Read more about Amazon’s news app here.
What we’re reading
YouTube execs ignored warnings, letting toxic videos run rampant: YouTube execs including CEO Susan Wojcicki reportedly ignored warning signs of problematic content on its platform, in favor of chasing engagement. A lot of this shouldn’t come as a surprise for most people in YouTube’s orbit, though a YouTube spokesperson refutes the characterization and said the company is doing more to fix issues and improve the platform. “Responsibility remains our number one priority right now,” according to a statement from a YouTube spokesperson. Personally, I’d argue that revenue is still YouTube’s first priority. And as long as advertisers are willing to spend their ad dollars on YouTube (because YouTube ads work and oftentimes admonishing YouTube is enough to ensure the public’s ire isn’t directed at their brands), YouTube will only take half measures. Yes, YouTube is too big to fully moderate with human hands. But maybe that’s the problem.
Five different races in streaming TV: OTT/streaming video is not just one thing. There are content companies (Disney, Netflix) focused on subscriptions; there are virtual MVPDs that want to create new bundles (YouTube, Hulu); there are hardware makers that want to be both distributors and programmers (Apple, Roku); and then there’s Amazon that wants to do it all. Here is a great breakdown and chart that organizes major players by company type and business strategy.
Former Snap exec joins Quibi to lead product: The Quibi hiring spree continues with Tom Conrad, a former vp of product at Snap, becoming the short-form video app’s chief product officer.
International broadcasters also look to take on Netflix: Disney and WarnerMedia might get a ton of attention here, but local players from Germany to Singapore are looking to carve a share out of the growing OTT market.
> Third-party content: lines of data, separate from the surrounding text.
PR #1857, opened 2025-10-02
Extract `backlinks-index` recipe CT-970

bfollington:
## Summary by cubic
Centralized backlink computation by adding a shared BacklinksIndex recipe and updating Note to consume it. This reduces per-note work and unifies the mentionable list across the app.

- **Refactors**
  - Added BacklinksIndex recipe that builds a backlinks map and exposes the shared mentionable list.
  - Note now accepts index (backlinks + mentionable) instead of allCharms, and uses it for backlinks lookup and mentions.
  - Updated default-app to create one BacklinksIndex and pass index to Note and spawnNote.
  - Updated chatbot-note-composed to create BacklinksIndex and pass index to Note and the newNote tool.
  - Event handlers now push to index.mentionable rather than allCharms.

### DIFF
--- a/packages/patterns/chatbot-note-composed.tsx
+++ b/packages/patterns/chatbot-note-composed.tsx
@@ -321,7 +321,10 @@ export default recipe<ChatbotNoteInput, ChatbotNoteResult>(
       backlinks: note.backlinks,
       list,
       // Expose both child charms for mention systems that scan charm exports.
-      mentionable: [chat as unknown as MentionableCharm, note as unknown as MentionableCharm],
+      mentionable: [
+        chat as unknown as MentionableCharm,
+        note as unknown as MentionableCharm,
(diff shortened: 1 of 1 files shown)


packages/patterns/backlinks-index.tsx
```diff
@@ -0,0 +1,63 @@
...
+      BacklinksMap
+    >(
+      ({ allCharms }) => {
+        const cs = allCharms.get() ?? [];
+        const index: BacklinksMap = {};
+
+        for (const c of cs) {
+          const mentions = c.mentioned ?? [];
+          for (const m of mentions) {
+            const key = m?.content || m?.[NAME];
```
bfollington, line 41: Probably overly defensive, but it works for `note.tsx` created from `default-app.tsx`

PR #1864, opened 2025-10-03
Feature/map closures

mathpirate:
Not yet ready for merge

This branch implements closure support for map on OpaqueRef and Cell

Currently includes a first draft of a closure transformer with associated fixtures; next, will include a new method map_with_pattern on OpaqueRef and Cell which will support the new signature
    

---

## Summary by cubic
Adds a ClosureTransformer that rewrites OpaqueRef/Cell array map callbacks with outer-scope captures into recipe callbacks with a params object. This enables safe, explicit data flow in maps, supports nested callbacks and method chains, and adds thorough docs and fixtures.

- **New Features**
  - Transforms OpaqueRef<T[]> and Cell<T[]> .map(fn) when fn captures outer variables to: map(recipe(({ elem, index?, params:{...} }) => ...), { ... }).
  - Selective capture: skips module-scoped declarations, imports, functions/handlers, and globals; captures from parent callback scope; treats property access as a unit (e.g., state.user.name).
  - Handles nested callbacks, array method chains before map (filter/slice/concat/reverse/sort/flat/flatMap), destructured params, index param, JSX, template literals, conditionals, and type assertions. Plain arrays are not transformed.
  - Automatically injects the recipe import. Adds closure-design and implementation-roadmap docs plus comprehensive fixtures.

- **Refactors**
  - Added ClosureTransformer to the pipeline (runs first).
  - Dataflow analyzer: handles synthetic nodes and preserves array-map rewrite hints.
  - OpaqueRef call-expression emitter: skips rewriting the map call itself and rewrites the callee chain when needed.
  - Test setup: new closures fixture suite; updated a few expectations to reflect the new transformation.

### DIFF
--- a/packages/ts-transformers/src/closures/transformer.ts
+++ b/packages/ts-transformers/src/closures/transformer.ts
@@ -954,12 +954,15 @@ function createRecipeCallWithParams(
   const paramsObject = factory.createObjectLiteralExpression(paramProperties);
 
   // Create mapWithPattern property access
-  const mapWithPatternAccess = ts.isPropertyAccessExpression(mapCall.expression)
-    ? factory.createPropertyAccessExpression(
-      mapCall.expression.expression, // state.items
-      factory.createIdentifier("mapWithPattern"),
-    )
-    : factory.createIdentifier("mapWithPattern"); // Fallback (shouldn't happen)
+  if (!ts.isPropertyAccessExpression(mapCall.expression)) {
+    throw new Error(
+      "Expected mapCall.expression to be a PropertyAccessExpression",
+    );
+  }
+  const mapWithPatternAccess = factory.createPropertyAccessExpression(
+    mapCall.expression.expression, // state.items
+    factory.createIdentifier("mapWithPattern"),
+  );
 
   // Return the transformed mapWithPattern call
   return factory.createCallExpression(


packages/runner/src/builder/opaque-ref.ts
```diff
@@ -140,6 +141,22 @@ export function opaqueRef<T>(
           ),
         });
       },
+      map_with_pattern: <S>(
```
jsantell, line 144: prefer: camel case

packages/runner/src/builder/opaque-ref.ts
```diff
@@ -19,6 +19,7 @@ import { getTopFrame, recipe } from "./recipe.ts";
 import { createNodeFactory } from "./module.ts";
 
 let mapFactory: NodeFactory<any, any>;
+let mapWithPatternFactory: NodeFactory<any, any>;
```
jsantell, line 22: * Shouldn't this be `NodeFactory<any, any> | undefined`?
* Could `NodeFactory`s generics be `unknown`? (maybe not, could be too difficult)

packages/runner/src/builder/types.ts
```diff
@@ -126,6 +126,10 @@ declare module "@commontools/api" {
         array: T,
       ) => Opaque<S>,
     ): Opaque<S[]>;
+    map_with_pattern<S>(
```
jsantell, line 129: prefer: camel case (for `map_with_pattern` everywhere other than filenames)

packages/runner/src/builtins/map_with_pattern.ts
```diff
@@ -0,0 +1,153 @@
...
+    // distinguish empty inputs from undefined inputs?
+    if (list === undefined) {
+      resultWithLog.set([]);
+      // Reset progress so that once the list becomes defined again we
+      // recompute from the beginning.
+      initializedUpTo = 0;
+      return;
+    }
+
+    if (!Array.isArray(list)) {
```
jsantell, line 98: Can `list` not be an array even with the provided schema? Do we need a default value?

packages/runner/src/builtins/map_with_pattern.ts
```diff
@@ -0,0 +1,153 @@
...
+      throw new Error("map_with_pattern currently only supports arrays");
+    }
+
+    const newArrayValue = resultWithLog.get().slice(0, initializedUpTo);
```
jsantell, line 102: Can this returned function (`(tx: IExtendedStorageTransaction) => { .. }`) execute multiple times? If not, `initializedUpTo` is always `0` here (same with `newArrayValue.length`), though I'm not too familiar with these mechanisms

packages/ts-transformers/src/closures/transformer.ts
```diff
@@ -0,0 +1,646 @@
+import ts from "typescript";
+import {
+  hasCtsEnableDirective,
+  TransformationContext,
+  Transformer,
+} from "../core/mod.ts";
+import { isOpaqueRefType } from "../transformers/opaque-ref/opaque-ref.ts";
+import { getHelperIdentifier } from "../transformers/opaque-ref/import-resolver.ts";
+
+export class ClosureTransformer extends Transformer {
```
jsantell, line 10: :metal:

packages/ts-transformers/src/closures/transformer.ts
```diff
@@ -0,0 +1,646 @@
...
+    transformedBody,
+    nestedVisitor,
+  ) as typeof transformedBody;
+
+  // Now transform the callback body to use elem instead of the original param name
+  const elemName = elemParam?.name;
+
+  // Collect destructured property names if the param is a destructured binding pattern
+  const destructuredProps = new Set<string>();
+  if (elemName && ts.isObjectBindingPattern(elemName)) {
```
jsantell, line 478: future ideas: Similar to wanting a DSL for rewriting typescript, I wonder if there's some abstraction we could generally apply to the functions we rewrite to handle the transformation of args (optional args, optional destructuring), or handle rewriting functions the same way (regardless if it was an arrow function, function declaration, function expression etc.), since we could reuse them across several transformations, not worrying about all the different forms user authored TS comes in within the transformer business logic

packages/ts-transformers/src/closures/transformer.ts
```diff
@@ -0,0 +1,646 @@
...
+
+  // Create map_with_pattern property access (e.g., state.items.map_with_pattern)
+  // mapCall.expression is a PropertyAccessExpression like state.items.map
+  // We need to replace "map" with "map_with_pattern"
+  const mapWithPatternAccess = ts.isPropertyAccessExpression(mapCall.expression)
+    ? factory.createPropertyAccessExpression(
+      mapCall.expression.expression, // state.items
+      factory.createIdentifier("map_with_pattern"),
+    )
+    : factory.createIdentifier("map_with_pattern"); // Fallback (shouldn't happen)
```
jsantell, line 591: Let's throw an error if we don't expect this

packages/ts-transformers/src/closures/transformer.ts
```diff
@@ -0,0 +1,646 @@
...
+
+  function visit(node: ts.Node): ts.Node {
+    // Check for OpaqueRef<T[]> or Cell<T[]> map calls with callbacks
+    if (ts.isCallExpression(node) && isOpaqueRefArrayMapCall(node, checker)) {
+      const callback = node.arguments[0];
+
+      // Check if the callback is an arrow function or function expression
+      if (
+        callback &&
+        (ts.isArrowFunction(callback) || ts.isFunctionExpression(callback))
```
jsantell, line 612: There's another similar helper function defined here `isFunctionDeclaration` that seems to include various types of function types -- if we don't care what *type* of function it is, maybe we can reuse that, or just add these utils to the generic ast helpers in `ast/` (i think that's the rough idea anyway)

packages/ts-transformers/src/closures/transformer.ts
```diff
@@ -0,0 +1,646 @@
...
+  const recipeIdentifier = getHelperIdentifier(
+    factory,
+    context.sourceFile,
+    "recipe",
+  );
+  const recipeCall = factory.createCallExpression(
+    recipeIdentifier,
+    undefined,
+    [
+      factory.createStringLiteral("map with pattern including captures"),
```
jsantell, line 575: I think this "name" is surfaced in several places when interacting with patterns, maybe there's a better name here

packages/ts-transformers/src/closures/types.ts
```diff
@@ -0,0 +1,11 @@
+import ts from "typescript";
+import type { TransformationContext } from "../core/context.ts";
+
+export interface ClosureRule {
```
jsantell: Is this used?

packages/ts-transformers/src/closures/transformer.ts
mathpirate: yeah... thanks... i agree, it would be better to have more conceptual unification here. i'm going to try to think about this again from the top soon and to also incorporate berni's nudge to try constructing our transformations in such a way that as much of the original code can survive untransformed as possible. some of the other transformers do a bunch of parameter name rewriting that's legacy from the original transformer whose behavior i wasn't ready to change. soon i'll take a broad pass at this

packages/ts-transformers/src/closures/transformer.ts
mathpirate: this ended up being a schema instead of a name

PR #1868, opened 2025-10-03
feat(runner): Implement allOf schema composition for link chains

seefeldb:
Implements allOf-based schema composition to properly propagate defaults, asCell, and asStream properties through link chains. When following multiple links that each have schemas, those schemas are now combined using JSON Schema's allOf operator with smart extraction of special properties.

### Link Resolution (link-resolution.ts)

- Add `createAllOf()` function to combine multiple schemas
- Extract defaults from the LAST schema (last wins)
- Extract asCell/asStream from the FIRST schema (first wins)
- Remove extracted properties from branches to avoid duplication
- Accumulate schemas when following link chains
- Combine accumulated schemas using allOf when multiple schemas exist

### Schema Validation (schema.ts)

- Add `createAllOfSchema()` helper for nested property merging
- Implement allOf processing in `validateAndTransform()`
- Merge properties from all allOf branches
- Create nested allOf for duplicate properties across branches
- Normalize property schemas to include `type: "object"` when they have properties
- Process object properties even when missing from value (for nested defaults)
- Use extracted defaults/asCell/asStream from parent allOf schema

### Architecture & Semantics

The implementation uses a "union of properties" approach rather than strict JSON Schema intersection semantics. This means:
- Properties from all allOf branches are merged together
- Duplicate properties create nested allOf schemas
- Current implementation is pragmatic for our use case
- Tests include TODO comments for future strict intersection if needed

### Testing (schema-allof.test.ts)

- Add comprehensive unit tests for `createAllOf()` (11 tests)
  - Default extraction (last wins)
  - asCell/asStream extraction (first wins)
  - Combined extraction
  - Edge cases (empty arrays, single schemas, filtering)
- Add integration tests for allOf composition (26 tests)
  - Link chain composition
  - Default handling with nested properties
  - asCell/asStream propagation
  - Property merging with overlapping and non-overlapping properties
  - Required field handling
  - Edge cases

All 37 allOf tests passing ✓

## Example

Before: Link chains would use only the schema from the last link, losing defaults and asCell/asStream from earlier links.

After: Link chains combine schemas using allOf:
```typescript
// Link 1 has: { properties: { x: { default: 10 } }, asCell: true }
// Link 2 has: { properties: { y: { default: 20 } }, default: { x: 1 } }
// Result: {
//   allOf: [
//     { properties: { x: {} } },      // default extracted
//     { properties: { y: { default: 20 } } }
//   ],
//   default: { x: 1 },  // from last (Link 2)
//   asCell: true        // from first (Link 1)
// }
```

### DIFF
--- a/packages/runner/src/link-resolution.ts
+++ b/packages/runner/src/link-resolution.ts
@@ -1,4 +1,4 @@
-import { isRecord } from "@commontools/utils/types";
+import { isObject, isRecord } from "@commontools/utils/types";
 import { getLogger } from "@commontools/utils/logger";
 import { LINK_V1_TAG } from "./sigil-types.ts";
 import {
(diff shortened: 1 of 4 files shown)


packages/runner/src/link-resolution.ts
```diff
@@ -8,9 +8,176 @@ import {
...
+ *   { minLength: 5 }
+ * ])
+ * // => { allOf: [{ type: "string" }, { minLength: 5 }] }
+ *
+ * // Extracts default (last wins)
+ * createAllOf([
+ *   { type: "number", default: 1 },
+ *   { type: "number", default: 2 }
+ * ])
+ * // => { allOf: [{ type: "number" }, { type: "number" }], default: 2 }
```
ubik2, line 66: As a future improvement, any property that is the same in each branch can be brought up a level, and if all that's left in the allOf is `{}` or `true`, we can optimize it away.
`{type: "number", allOf: [{}, {}], default: 2}` => `{type: "number", default: 2}`

ubik2:
I just wrote a crude version of this, since I had forgotten about this PR.
Assigning this to myself, so I come back to it later and get it working with main.
For now, I'll use my limited implementation.

PR #1869, opened 2025-10-04
Change ContextualFlowControl method to resolve schema refs to continue to follow the refs.

ubik2:
- Changed to resolveSchemaRefs as the general API, while resolveSchemaRef is preserved for when you only want to follow one. The new implementation of resolveSchemaRef no longer merges objects (that's handled by resolveSchemaRefs).
- Fixed an issue in schemaAtPath where we weren't following the $ref after setting our cursor to a properties/additionalProperties/items value.
- Updated tests to not expect a $ref in the resolvedSchema returns.
- Added tests from @seefeld PR for both the circular references (which are undefined), and chained refs
    

---

## Summary by cubic
Switch schema resolution to follow chained $ref links via a new resolveSchemaRefs API, improving correctness for nested refs and defaults. Also fixes traversal to follow refs after moving into properties/additionalProperties/items and returns undefined on circular refs.

- **New Features**
  - Added resolveSchemaRefs to resolve $ref chains and merge overriding properties; resolveSchemaRef now resolves a single level without merging.
  - Updated ContextualFlowControl, schema.ts, traverse.ts, and cache selector to use resolveSchemaRefs.

- **Bug Fixes**
  - Follow $ref after cursor moves into properties/additionalProperties/items.
  - Detect circular $ref and return undefined (both filterAsCell modes).
  - Resolve defaults through chained $ref in property schemas; updated tests to not expect $ref in resolved outputs.


ubik2:
I created this after looking at the Claude PR for #CT-966 (so this makes that one unnecessary).
I wanted the utility functions we have in ContextualFlowControl to follow the refs and merge properties as needed.

seefeldb:
Nice, that's a better place for it. Note the failing integration test, though.

ubik2:
> Nice, that's a better place for it. Note the failing integration test, though.

Hrm, tagging @mathpirate 

```typescript
type Output = {
  mentioned: Default<Array<MentionableCharm>, []>;
  content: Default<string, "">;
  backlinks: Default<Array<MentionableCharm>, []>;
};
```
seems to be turning into:
```json
{
    "$schema": "https://json-schema.org/draft/2020-12/schema",
    "type": "object",
    "properties": {
      "mentioned": {
        "$ref": "#/$defs/AnonymousType_1"
      },
      "content": {
        "type": "string",
        "default": ""
      },
      "backlinks": {
        "$ref": "#/$defs/AnonymousType_1"
      }
    },
    "required": [
      "mentioned",
      "content",
      "backlinks"
    ],
    "$defs": {
      "AnonymousType_1": {
        "$ref": "#/$defs/AnonymousType_1",
        "default": []
      }
    }
  }
  ```

PR #1878, opened 2025-10-07
Fix: Detect actual default exports in ts-transformer pipeline

mathpirate:
Previously, mapPrefixProgramFiles() incorrectly assumed files had default exports based on whether program.mainExport was undefined or "default". This caused compilation errors for files with only named exports.

Changes:
- Added hasDefaultExport() function that parses source AST to detect actual default exports (both "export default" and "export { X as default }")
- Updated mapPrefixProgramFiles() to check actual file contents instead of making assumptions
- Added TypeScript import to @commontools/runner package

This fixes transformation errors for patterns (eg like kanban-board-grouping) that only export named exports.

### DIFF
--- a/deno.lock
+++ b/deno.lock
@@ -1909,6 +1909,11 @@
           "npm:@opentelemetry/api@^1.9.0"
         ]
       },
+      "packages/runner": {
+        "dependencies": [
+          "npm:typescript@*"
+        ]
+      },
       "packages/schema-generator": {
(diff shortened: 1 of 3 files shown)


mathpirate:
I am not sure whether this is the right approach and would appreciate guidance/input, since I'm not very familiar with the runner's engine... it seems to work and seems naively reasonable to me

RTL Group in Berlin plans to invest $400 million on VOD services across the European continent. Other programmers including ITV in the U.K., Vivendi in France and Hooq in Singapore also hope to capture subscribers. Not every service will directly compete with Netflix, but this great breakdown shows how far “The Netflix Effect” goes as programmers of all sizes try to capture some attention — and subscription dollars — from their users before it’s too late.